Germán Rodríguez
Survival Analysis Princeton University

## The U.S. 2013 Life Table

The file us2013s.dat has two columns representing age and the survival function by single years of age, for ages 0 to 110. The data come from the latest period life table for the U.S. I downloaded them from www.mortality.org, which seems more user-friendly than the National Center for Health Statistics, the original source.

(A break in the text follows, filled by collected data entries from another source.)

PR #5422, opened 2026-03-21
Single model for experiment

### LINKED ISSUE #5407: feat: experimental steps use the same model
### Description

At the moment the equations of the model vary depending on the current experimental step (i.e. current controlled or voltage controlled). It would be advantageous to only have a single model for all steps:
1. efficiency: you need to build each model, and then the solver needs to convert each model to casadi. During solve you need to map the final state from each model to the initial conditions of the next. this would all be eliminated if we only have a single model for each step.
2. sensitivities: also need to map the sensitivities from one step to the next. This is complicated by the fact that some variables are created and removed from one step to the other, so sensitivities cannot be tracked for these variables.

Would it be possible to formulate the models so that the model does not change from one step to the next? E.g. have all variables in the state (current, voltage, etc), and the input current or input voltage is done via observer-like equations with a given relaxation parameter `r`, e.g. `d_current / dt = r * (current - observed_current)`

### Motivation

_No response_

### Possible Implementation

_No response_

### Additional context

_No response_

martinjrobins:
# Description

fixes #5407

This PR adds a unified experiment-model path that reuses one processed model and one solver across compatible experiment steps, instead of building one model per step.

The unified path combines per-step control and termination behavior into shared experiment-wide expressions, and switches the active step through solve-time one-hot inputs.

For step weights $w_i$, step control residuals $g_i(x)$, and step-local termination aggregates $h_i(x)$, the unified model uses:

$$
\sum_i w_i g_i(x) = 0
$$

and

$$
\sum_i w_i h_i(x) = 0
$$

where exactly one $w_i$ is active for each solve step.
UPDATE: the sum over one-hot weights has been replaced by a conditional expression over a single "step index" input, see discussion below

Examples of the control residuals include:

$$
g_i(x) =
\begin{cases}
I - I_{\mathrm{set}} & \text{current step} \\
V - V_{\mathrm{set}} & \text{voltage step} \\
VI - P_{\mathrm{set}} & \text{power step} \\
V - R_{\mathrm{set}} I & \text{resistance step}
\end{cases}
$$

For steps with multiple terminations $f_{ij}(x)$, the step-local aggregate is formed as a nested minimum so that any active termination can stop the step:

$$
h_i(x) = \min_j f_{ij}(x)
$$

The legacy per-step build remains available, and `Simulation` now supports:
- `experiment_model_mode="unified"`
- `experiment_model_mode="legacy"` (default)

Unsupported cases raise clearly in `unified` mode.

## Benchmarks

Benchmark script:
- `scripts/benchmark_unified_experiment.py`

Scenarios:
- `event_driven_cccv`
  - `Charge at C/3 until 4.1 V`
  - `Hold at 4.1 V until C/20`
- `mixed_control`
  - `Discharge at C/20 for 20 minutes`
  - `Charge at 1 A for 10 minutes`
  - `Hold at 4.1 V for 10 minutes`
  - `Discharge at 2 W for 10 minutes`
  - `Discharge at 4 Ohm for 10 minutes`
- `start_time_padding`
  - `Current(1, duration=20 minutes, start_time=2023-01-01 08:00:00)`
  - `Rest(duration=20 minutes, start_time=2023-01-01 09:00:00)`

Models:
- `SPM`
- `DFN`

The script was run on both this branch and `main`. `main` legacy timings were effectively the same as this branch’s legacy timings, so the comparison is consistent.

### Current branch results

| Model | Scenario | Legacy Total (s) | Unified Total (s) | Unified / Legacy |
| --- | --- | ---: | ---: | ---: |
| SPM | event_driven_cccv | 0.335 | 0.314 | 0.94x |
| SPM | mixed_control | 0.481 | 0.155 | 0.32x |
| SPM | start_time_padding | 0.244 | 0.105 | 0.43x |
| DFN | event_driven_cccv | 0.616 | 0.438 | 0.71x |
| DFN | mixed_control | 1.165 | 0.320 | 0.27x |
| DFN | start_time_padding | 0.736 | 0.295 | 0.40x |

### `main` legacy comparison

| Model | Scenario | This branch legacy (s) | `main` legacy (s) |
| --- | --- | ---: | ---: |
| SPM | event_driven_cccv | 0.335 | 0.334 |
| SPM | mixed_control | 0.481 | 0.488 |
| SPM | start_time_padding | 0.244 | 0.241 |
| DFN | event_driven_cccv | 0.616 | 0.618 |
| DFN | mixed_control | 1.165 | 1.181 |
| DFN | start_time_padding | 0.736 | 0.738 |

On this machine, the unified path is faster in all benchmarked cases, with the largest gains in mixed-control and start-time experiments.

### DIFF
--- a/scripts/benchmark_unified_experiment.py
+++ b/scripts/benchmark_unified_experiment.py
@@ -23,6 +23,7 @@ class Scenario:
     description: str
     experiment_factory: callable
     solve_kwargs: dict
+    solve_inputs_list: tuple[dict, ...] = ({}, {}, {})
 
 
 def make_event_driven_cccv_experiment():
@@ -62,6 +63,24 @@ def make_start_time_padding_experiment():
     )
 
 
+def make_input_parameter_repeat_experiment():
+    s = pybamm.step.string
+    return pybamm.Experiment(
+        [
+            (
+                pybamm.step.current(
+                    pybamm.InputParameter("I_app"),
+                    duration=20 * 60,
+                ),
+                s("Charge at 1 A for 10 minutes"),
+                s("Hold at 4.1 V for 10 minutes"),
+                "Discharge at 2 W for 10 minutes",
+                "Discharge at 4 Ohm for 10 minutes",
+            )
+        ]
+    )
+
+
 SCENARIOS = [
     Scenario(
         name="event_driven_cccv",
@@ -81,10 +100,25 @@ SCENARIOS = [
         experiment_factory=make_start_time_padding_experiment,
         solve_kwargs={"calc_esoh": False},
     ),
+    Scenario(
+        name="input_parameter_repeated_solves",
+        description=(
+            "Mixed-control cycle repeated on one built simulation with varying "
+            "input current in the first step"
+        ),
+        experiment_factory=make_input_parameter_repeat_experiment,
+        solve_kwargs={"calc_esoh": False},
+        solve_inputs_list=(
+            {"I_app": 0.5},
+            {"I_app": 1.0},
+            {"I_app": 1.5},
+        ),
+    ),
 ]
 
 MODEL_FACTORIES = {
     "SPM": pybamm.lithium_ion.SPM,
+    "SPMe": pybamm.lithium_ion.SPMe,
     "DFN": pybamm.lithium_ion.DFN,
 }
 
@@ -167,16 +201,27 @@ def run_case(model_name, scenario, mode):
     t0 = time.perf_counter()
     sim.build_for_experiment()
     t1 = time.perf_counter()
-    solution = sim.solve(**scenario.solve_kwargs)
+    solutions = []
+    solve_step_s = []
+    for solve_inputs in scenario.solve_inputs_list:
+        solve_kwargs = dict(scenario.solve_kwargs)
+        if solve_inputs:
+            solve_kwargs["inputs"] = solve_inputs
+        solve_t0 = time.perf_counter()
+        solutions.append(sim.solve(**solve_kwargs))
+        solve_step_s.append(time.perf_counter() - solve_t0)
     t2 = time.perf_counter()
+    solution = solutions[-1]
 
     return {
         "build_s": t1 - t0,
-        "solve_s": t2 - t1,
+        "solve_s": sum(solve_step_s),
+        "solve_step_s": solve_step_s,
         "total_s": t2 - t0,
+        "solve_count": len(solutions),
         "termination": solution.termination,
         "uses_unified_model": getattr(sim, "_experiment_uses_unified_model", False),
-        "solution": solution,
+        "solutions": solutions,
         "status": "ok",
     }
 
@@ -254,7 +299,15 @@ def assert_solutions_match(legacy_solution, unified_solution):
 def verify_scenario_pair(model_name, scenario):
     legacy_result = run_case(model_name, scenario, "legacy")
     unified_result = run_case(model_name, scenario, "unified")
-    assert_solutions_match(legacy_result["solution"], unified_result["solution"])
+    if len(legacy_result["solutions"]) != len(unified_result["solutions"]):
+        _raise_mismatch(
+            "number of repeated solves differs: "
+            f"{len(legacy_result['solutions'])} != {len(unified_result['solutions'])}"
+        )
+    for legacy_solution, unified_solution in zip(
+        legacy_result["solutions"], unified_result["solutions"], strict=True
+    ):
+        assert_solutions_match(legacy_solution, unified_solution)
     gc.collect()
 
 
@@ -266,7 +319,9 @@ def unsupported_result(model_name, scenario, mode, reason):
         "mode": mode,
         "build_s": None,
         "solve_s": None,
+        "solve_step_s": [None] * len(scenario.solve_inputs_list),
         "total_s": None,
+        "solve_count": len(scenario.solve_inputs_list),
         "termination": "n/a",
         "uses_unified_model": False,
         "status": reason,
@@ -278,6 +333,7 @@ def main():
     scenarios = [scenario for scenario in SCENARIOS if scenario.name in args.scenarios]
     results = []
     supported_modes = [mode for mode in MODES if mode_is_supported(mode)]
+    max_solve_count = max(len(scenario.solve_inputs_list) for scenario in scenarios)
 
     print(
         f"Running {len(scenarios)} scenario(s) across {len(args.models)} model(s), "
@@ -320,7 +376,17 @@ def main():
                         "mode": mode,
                         "build_s": median([sample["build_s"] for sample in samples]),
                         "solve_s": median([sample["solve_s"] for sample in samples]),
+                        "solve_step_s": [
+                            median(
+                                [
+                                    sample["solve_step_s"][solve_index]
+                                    for sample in samples
+                                ]
+                            )
+                            for solve_index in range(samples[-1]["solve_count"])
+                        ],
                         "total_s": median([sample["total_s"] for sample in samples]),
+                        "solve_count": samples[-1]["solve_count"],
                         "termination": samples[-1]["termination"],
                         "uses_unified_model": samples[-1]["uses_unified_model"],
                         "status": "ok",
@@ -332,15 +398,35 @@ def main():
             json.dump(results, handle, indent=2)
 
     print("\n## Raw Results")
-    print(
-        "| Model | Scenario | Mode | Build (s) | Solve (s) | Total (s) | Termination |"
+    solve_headers = " | ".join(
+        f"Solve {solve_index} (s)" for solve_index in range(1, max_solve_count + 1)
     )
-    print("| --- | --- | --- | ---: | ---: | ---: | --- |")
+    print(
+        "| Model | Scenario | Mode | Solves | Build (s) | "
+        f"{solve_headers} | Solve Total (s) | Total (s) | Termination |"
+    )
+    print(
+        "| --- | --- | --- | ---: | ---: | "
+        + " | ".join(["---:"] * max_solve_count)
+        + " | ---: | ---: | --- |"
+    )
     for row in results:
+        solve_step_displays = [
+            (
+                format_seconds(row["solve_step_s"][solve_index])
+                if solve_index < len(row["solve_step_s"])
+                and row["solve_step_s"][solve_index] is not None
+                else "n/a"
+            )
+            for solve_index in range(max_solve_count)
+        ]
         print(
             "| "
             f"{row['model']} | {row['scenario']} | {row['mode']} | "
+            f"{row['solve_count']} | "
             f"{format_seconds(row['build_s']) if row['build_s'] is not None else 'n/a'} | "
+            + " | ".join(solve_step_displays)
+            + " | "
             f"{format_seconds(row['solve_s']) if row['solve_s'] is not None else 'n/a'} | "
             f"{format_seconds(row['total_s']) if row['total_s'] is not None else 'n/a'} | "
             f"{row['termination'] if row['status'] == 'ok' else row['status']} |"
--- a/scripts/benchmark_unified_experiment.py
+++ b/scripts/benchmark_unified_experiment.py
@@ -1,0 +1,397 @@
+#!/usr/bin/env python3
+
+import argparse
+import gc
+import inspect
+import json
+import os
+import statistics
+import time
+from dataclasses import dataclass
+from datetime import datetime
+
+os.environ.setdefault("OPENBLAS_NUM_THREADS", "1")
+
+import numpy as np
+
+import pybamm
+
+
+@dataclass(frozen=True)
+class Scenario:
+    name: str
+    description: str
+    experiment_factory: callable
+    solve_kwargs: dict
+
+
+def make_event_driven_cccv_experiment():
+    return pybamm.Experiment(
+        [("Charge at C/3 until 4.1 V", "Hold at 4.1 V until C/20")]
+    )
+
+
+def make_mixed_control_experiment():
+    s = pybamm.step.string
+    return pybamm.Experiment(
+        [
+            (
+                s("Discharge at C/20 for 20 minutes"),
+                s("Charge at 1 A for 10 minutes"),
+                s("Hold at 4.1 V for 10 minutes"),
+                "Discharge at 2 W for 10 minutes",
+                "Discharge at 4 Ohm for 10 minutes",
+            )
+        ]
+    )
+
+
+def make_start_time_padding_experiment():
+    return pybamm.Experiment(
+        [
+            pybamm.step.Current(
+                1,
+                duration=20 * 60,
+                start_time=datetime(2023, 1, 1, 8, 0, 0),
+            ),
+            pybamm.step.rest(
+                duration=20 * 60,
+                start_time=datetime(2023, 1, 1, 9, 0, 0),
+            ),
+        ]
+    )
+
+
+SCENARIOS = [
+    Scenario(
+        name="event_driven_cccv",
+        description="Charge to voltage cutoff, then hold until current cutoff",
+        experiment_factory=make_event_driven_cccv_experiment,
+        solve_kwargs={"initial_soc": 0.2, "calc_esoh": False},
+    ),
+    Scenario(
+        name="mixed_control",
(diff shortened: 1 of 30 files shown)


scripts/benchmark_unified_experiment.py
```diff
@@ -0,0 +1,397 @@
+#!/usr/bin/env python3
```
MarcBerliner, line 1: Can you add timings for the `SPMe` and benchmark repeated solves with input parameters?

src/pybamm/simulation.py
```diff
@@ -213,24 +251,373 @@ def _update_experiment_models_for_capacity(self, inputs, solve_kwargs=None):
...
+        )
+        if current_variable is None:
+            return built_model.build_initial_state_mapper(built_model)
+        current_slice = built_model.y_slices[current_variable][0]
+        if current_slice.stop - current_slice.start != 1:
+            raise pybamm.ModelError(
+                "Unified experiment self-mapper expects a scalar current-control state."
+            )
+
+        current_guess = pybamm.Scalar(0)
```
MarcBerliner: I think we should just use the current from the end of the previous step as the initial guess for the next one. If we reset the initial guess, then we're perturbing the initial guess state vector farther away from a known solution

src/pybamm/simulation.py
```diff
@@ -213,24 +251,373 @@ def _update_experiment_models_for_capacity(self, inputs, solve_kwargs=None):
...
+        self.experiment_unique_steps_to_model = {
+            self._experiment_unified_model_key: processed_model,
+        }
+        # Keep the legacy lookup keys alive even though compatible steps now share one
+        # processed model instance.
+        for step in self.experiment.unique_steps:
+            self.experiment_unique_steps_to_model[step.basic_repr()] = processed_model
+
+    def _build_unified_experiment_state_mapper(self, built_model):
+        """
```
MarcBerliner: Why is this not handled by the generic experiment state mapper that maps itself onto itself?

src/pybamm/simulation.py
```diff
@@ -213,24 +251,373 @@ def _update_experiment_models_for_capacity(self, inputs, solve_kwargs=None):
...
+        if step_solution.t_event is not None:
+            t = float(np.asarray(step_solution.t_event).reshape(-1)[0])
+        else:
+            t = float(step_solution.t[-1])
+
+        class SolutionVariables(dict):
+            def __missing__(self, key):
+                value = step_solution[key](t)
+                self[key] = value
+                return value
```
MarcBerliner, line 489: Can we make this a non-local class

src/pybamm/experiment/step/base_step.py
```diff
@@ -401,20 +401,53 @@ def process_model(
...
         for term in self.termination:
-            event = term.get_event(new_model.variables, self)
+            event = term.get_event(variables, self)
             if event is not None:
-                new_model.events.append(event)
+                events.append(event)
+        return events
+
+    def get_combined_termination_expression(self, variables):
+        events = self.get_termination_events(variables)
```
MarcBerliner, line 417: We could use a casadi conditional here, since its codegen supports switch statements. My concern with the combined event termination expression is that it's potentially no longer continuous and differentiable if multiple events trigger within the same interval, which will negatively impact the root finding. It creates an implementation difference between events in no experiment/legacy experiment/unified experiment, and becomes another step to trace back which event actually fired. Eventually, if we want to hook up non-terminating events into the solver, we'd need that additional layer to figure out which events triggered anyway, so it might be worth building in that separation now

src/pybamm/models/submodels/external_circuit/function_control_external_circuit.py
```diff
@@ -129,16 +129,34 @@ def __init__(self, param, options, control="algebraic"):
...
+            self.weighted_control_residual,
+            options,
+            control="algebraic",
+        )
+
+    def weighted_control_residual(self, variables):
+        expression = pybamm.Scalar(0)
+        for weight_name, builder in self.step_control_builders:
+            expression += pybamm.InputParameter(weight_name) * builder(variables)
+        return expression
```
MarcBerliner: I also think we should use a conditional here. There are some situations where computing the voltage expression is very expensive, and it'd also let us hook up drive cycles to the unified model architecture without incurring an additional cost for evaluating the interpolant

We can also use a single input parameter for the active expression (e.g., we can check for step 0 using `-0.5 < step_input_parameter < 0.5`, step 1 using `0.5 < step_input_parameter < 1.5`, etc.)

src/pybamm/simulation.py
```diff
@@ -213,24 +251,373 @@ def _update_experiment_models_for_capacity(self, inputs, solve_kwargs=None):
...
+            if (
+                isinstance(step, pybamm.step.CustomStepImplicit)
+                and step.control != "algebraic"
+            ):
+                return ["CustomStepImplicit with differential control is not supported"]
+            if issubclass(step.__class__, pybamm.experiment.step.BaseStepImplicit):
+                has_implicit_step = True
+            elif not issubclass(
+                step.__class__, pybamm.experiment.step.BaseStepExplicit
+            ):
```
MarcBerliner: Can we access this as a property?

src/pybamm/simulation.py
```diff
@@ -213,24 +251,373 @@ def _update_experiment_models_for_capacity(self, inputs, solve_kwargs=None):
...
+                "'legacy', or 'per-step'"
+            ) from err
+
+    def _get_unified_experiment_model_blockers(self):
+        if self.experiment is None:
+            return ["no experiment is attached to the simulation"]
+
+        has_implicit_step = False
+        for step in self.experiment.steps:
+            if getattr(step, "is_drive_cycle", False):
```
MarcBerliner: Do we need `getattr`?

src/pybamm/simulation.py
```diff
@@ -213,24 +251,373 @@ def _update_experiment_models_for_capacity(self, inputs, solve_kwargs=None):
...
+            ):
+                return ["CustomStepImplicit with differential control is not supported"]
+            if issubclass(step.__class__, pybamm.experiment.step.BaseStepImplicit):
+                has_implicit_step = True
+            elif not issubclass(
+                step.__class__, pybamm.experiment.step.BaseStepExplicit
+            ):
+                return [f"unsupported experiment step type '{step.__class__.__name__}'"]
+
+        if not has_implicit_step and getattr(self._solver, "ode_solver", False):
```
MarcBerliner: Likewise `ode_solver` is defined for `BaseSolver`

src/pybamm/simulation.py
```diff
@@ -954,14 +1398,23 @@ def solve(
...
+                                self._experiment_padding_rest_weight_name(),
+                                current_solution.t[-1],
+                                temperature,
+                            )
+                        else:
+                            inputs = {
+                                **user_inputs,
+                                "Ambient temperature [K]": temperature,
+                                "start time": current_solution.t[-1],
+                            }
```
MarcBerliner: Can we remove the duplicate setters for ambient temperature and start time here and build unified experiment

src/pybamm/simulation.py
```diff
@@ -213,24 +251,373 @@ def _update_experiment_models_for_capacity(self, inputs, solve_kwargs=None):
...
+                self._experiment_step_weight_input_names,
+                self.experiment.steps,
+                strict=True,
+            )
+        ]
+        if self._experiment_includes_padding_rest:
+            step_control_builders.append(
+                (
+                    self._experiment_padding_rest_weight_name(),
+                    lambda variables: variables["Current [A]"],
```
MarcBerliner: Can we use maybe a partial or small class instead of the lambda for easier serialization and traceability?

src/pybamm/simulation.py
```diff
@@ -213,24 +251,373 @@ def _update_experiment_models_for_capacity(self, inputs, solve_kwargs=None):
...
+                combined_termination_expression,
+            )
+        )
+        pybamm.step.BaseStep.update_voltage_safety_events(new_model)
+
+        processed_model = new_parameter_values.process_model(
+            new_model,
+            inplace=False,
+            delayed_variable_processing=True,
+        )
```
MarcBerliner, line 413: We copy the model at the top, so can we use `inplace=True`?

src/pybamm/simulation.py
```diff
@@ -213,24 +251,373 @@ def _update_experiment_models_for_capacity(self, inputs, solve_kwargs=None):
...
+            elif not issubclass(
+                step.__class__, pybamm.experiment.step.BaseStepExplicit
+            ):
+                return [f"unsupported experiment step type '{step.__class__.__name__}'"]
+
+        if not has_implicit_step and getattr(self._solver, "ode_solver", False):
+            return [
+                "all-explicit experiments require a DAE-capable solver when using "
+                "the unified experiment model"
+            ]
```
MarcBerliner: Is this error message correct? Explicit steps can work with ODEs, but implicit cannot

src/pybamm/simulation.py
```diff
@@ -289,6 +676,31 @@ def _set_up_and_parameterise_experiment(self, solve_kwargs=None):
...
+            return
+        if self._experiment_model_mode == "auto" and not blockers:
+            self._set_up_unified_experiment_model(parameter_values)
+            return
+        if self._experiment_model_mode == "auto" and blockers:
+            pybamm.logger.debug(
+                "Falling back to per-step experiment models: %s",
+                "; ".join(blockers),
+            )
+
```
MarcBerliner, line 615: Can we simplify these if statements

MarcBerliner (changes requested):
Thanks Martin, the build time improvements are a nice win. I left some comments on a few areas I think we should sort out before this is ready to merge

src/pybamm/simulation.py
martinjrobins: yea, that is what I had originally, but ran into problems with the steps that set a constant current (e.g. the rest step which sets current = 0), if the current in the previous step was far away from that set in the current step, then the solver had problems satisfying the new algebraic equation

src/pybamm/simulation.py
martinjrobins: see comment above, if the current is being set to a constant in the next step, you need to set this for the initial condition of the next step.

src/pybamm/experiment/step/base_step.py
martinjrobins: What do you mean by using a switch statement, what are you switching between? At the moment the combined step termination expression is:

$$
\sum_i w_i \min_j f_{ij}(x) = 0
$$

with $i$ is the step number and $f_{ij}$ are all the termination conditions in step $i$. Within any given step only one of the weights is 1, the rest are 0, so all termination events from other steps are zeroed out and not included within the combined expression. 

I agree its not differentiable due to the $\min$ function (it is continuous within an experimental step), I originally used a product, but this caused difficulties if there were multiple $f_{ij} < 0$ due to the minus values cancelling out. But I don't think a switch statement would fix this as its essentially the same as the nested minimum.

src/pybamm/models/submodels/external_circuit/function_control_external_circuit.py
martinjrobins: ahhhh ok, you mean switching as an alternative to the weights? That makes sense, yes could certainly do this. Do we have a switch statement in the expression tree yet? if not I'll add it...

src/pybamm/experiment/step/base_step.py
martinjrobins: sorry, I see you answer my question below! Yea I'll look into the using the switch statement instead of the weights

MarcBerliner: Yeah sorry, I should've been clearer. I meant doing something like this pseudocode so we can preserve the vectorized events
```python
step_input = 0
# initialize to inf for different length events
out[:]= np.inf
match step_input:
    case 0:
        f_events_0(out, y, yp, t, inputs)
    case 1:
        f_events_1(out, y, yp, t, inputs)
    ...
```

src/pybamm/models/submodels/external_circuit/function_control_external_circuit.py
MarcBerliner: We don't have anything like this at the moment. I believe casadi's `sx` ifelse creates codegen that evaluates both paths of the true/false branch, but `mx` creates a proper if/else or switch statement in the C code

src/pybamm/simulation.py
martinjrobins: nope, fixing...

src/pybamm/simulation.py
MarcBerliner: I'm surprised that rest would cause a failure. The current residual is linear in current and on initialization, the first newton iteration should only update the current value since all other residuals are zero. If this is failing, then I think we should reasonably consider it a rootfinder bug. Do you have an example of this failing without the custom initial guess?

martinjrobins: I believe it was the lithium-plating-composite notebook example that triggered the problem. Once I've dealt with the other changes I'll circle back to this and see if I can reproduce the original problem.

src/pybamm/simulation.py
martinjrobins: I played around with this a bit, but I think it is more readable where it is. Moving it away from the function only obscures what is going on, it spreads it out over a wider area when it is more readable all together.

src/pybamm/simulation.py
martinjrobins: yea, that should be an error if an ode solver is used with the unified experiment model (since its always a dae)

src/pybamm/simulation.py
martinjrobins: yea it was the lithium-plating-composite experiment, it fails to find a consistent initial condition at the start of the rest step

src/pybamm/experiment/step/base_step.py
martinjrobins: ok, I've added a conditional node to the expression tree and it seems to work well :)

scripts/benchmark_unified_experiment.py
martinjrobins: good point on the repeated solves. These indicate that the timings are not as straightforward as I hoped. The unified model is slower on the repeated solves (for one of the SPM scenarios it takes almost twice as long). For the particular simulations that I've picked for the benchmark this is often negligable in comparison to the improvements to build time, but presumably there would be situations where the run-time was significantly longer. You can see the updated script, each scenario is run 3 times, and I've added new scenarios for SPMe and an input parameter

martinjrobins: the results are in a separate comment below, but this brings up the question of which mode should be the default, unified or legacy? The fastest depends on the specific ratio of build-time to run-time

src/pybamm/simulation.py
MarcBerliner: I did some digging, and this is related to https://github.com/casadi/casadi/issues/4280. In this notebook, neither the legacy nor the unified formats are converging to the appropriate root tolerance because both terminate early due to the step tolerance. I have a PR in the works that will fix this, but we can leave this be for now

scripts/benchmark_unified_experiment.py
MarcBerliner: I think I lean towards keeping legacy the default for now. From an implementation POV, unified is the clear winner. But from a runtime perspective, I think it's a tough decision. Unified does great at decreasing build time, but it looks like the additional complexity adds non-trivial solve time, especially for `SPM`/`SPMe` with repeated solves and for long-running experiments. I don't expect the unified solve time to ever be faster than legacy for `SPM` and `SPMe` since it adds an additional algebraic equation during CC, but my guess is that there are still some performance improvements left. My vote would be for keeping legacy as default for now, continuing to iterate on unified performance, and making the switch to unified when we're comfortable with the solve time

src/pybamm/simulation.py
martinjrobins: ok, I can remove the mapper bits then, the example notebook will still be failing though

scripts/benchmark_unified_experiment.py
martinjrobins: yea, I'm happy with keeping legacy the default for now and working to improve the unified performance over time.

src/pybamm/simulation.py
martinjrobins: actually, if we make the legacy path as default the notebook won't be failing after all ;) So no worries!

MarcBerliner (approved):
Thanks @martinjrobins!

Here's how to read and plot the survival function, and how to compute and plot the (log of the) hazard function.

```. insheet using https://data.princeton.edu/pop509/us2013s.dat, delim(" ") case
(2 vars, 111 obs)

. gen H = -log(S)

. gen agem = age + 0.5

. gen h = H[_n+1] - H
(1 missing value generated)

. gen logh = log(h)
(1 missing value generated)

. line S age, name(p1, replace) title(Survival)

. line logh agem, xtitle("age") name(p2, replace) title("Hazard (log)")

. graph combine p1 p2, xsize(8) ysize(4) title("U.S. 2013")

. graph export us2013.png, width(800) height(400) replace
(file us2013.png written in PNG format)
```

```> us <- read.table("https://data.princeton.edu/pop509/us2013s.dat", header=TRUE)

> us <- mutate(us,
+   H = -log(S),
+   agem =age + 0.5,
+   h = c(diff(H), NA),
+   logh=log(h))

> g1 <- ggplot(us, aes(x=age, y=S)) + geom_line()

> g2 <- ggplot(slice(us,-n()), aes(x=agem, y=logh)) + geom_line() + xlab("age")

> g <- arrangeGrob(g1, g2, ncol=2)

> ggsave("us2013r.png", plot=g, width=10, height=5, dpi=72);
```

The Gompertz distribution provides a remarkably close fit to the hazard at adult ages, as one would expect from the linearity of the graph. Here's a visual check of the fit at ages above 30:

```. line logh agem || lfit logh agem, title("Hazard and Gompertz Fit") legend(off)

. graph export us2013g.png, width(500) replace
(file us2013g.png written in PNG format)
```

```> adults <- filter(us, age > 30, age < 110)

> ggplot(adults, aes(x=agem, y=logh)) + geom_line() + stat_smooth(method="lm")

> ggsave("us2013gr.png", width=500/72, height=400/72, dpi=72)
```

The U.S. survival function for 2002 is here, in a file that has `age` and `S` but no header. How much has the hazard function changed between 2002 and 2013?